[Saved data entries]
PR #187, opened 2022-05-10
Use target name variable.

bdice:
When building libcudf, I see a message `Generate git revision file for {target}` before the build begins. I think this is intended to say `${target}` and insert the variable name.

Also, I notice this message because this stage takes a long time (something like 10 seconds) for most of my builds, even partial builds. What does this command actually do, and why does it take so long? Can it be cached / accelerated / disabled?

### DIFF
--- a/rapids-cmake/cmake/write_git_revision_file.cmake
+++ b/rapids-cmake/cmake/write_git_revision_file.cmake
@@ -98,7 +98,7 @@ function(rapids_cmake_write_git_revision_file target file_path)
 
   add_custom_target(${target}_compute_git_info ALL
                     BYPRODUCTS "${file_path}"
-                    COMMENT "Generate git revision file for {target}"
+                    COMMENT "Generate git revision file for ${target}"
                     COMMAND ${CMAKE_COMMAND} -DWORKING_DIRECTORY=${CMAKE_CURRENT_SOURCE_DIR}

## GOAL OF THE EXERCISE
Search the data for "function(rapids_cmake_write_git_revision_file target file_path)". Beginning with that line, set down every line through the last exactly.

## EXERCISE RESULT
@@ -98,7 +98,7 @@ function(rapids_cmake_write_git_revision_file target file_path)
 
   add_custom_target(${target}_compute_git_info ALL
                     BYPRODUCTS "${file_path}"
-                    COMMENT "Generate git revision file for {target}"
+                    COMMENT "Generate git revision file for ${target}"
                     COMMAND ${CMAKE_COMMAND} -DWORKING_DIRECTORY=${CMAKE_CURRENT_SOURCE_DIR}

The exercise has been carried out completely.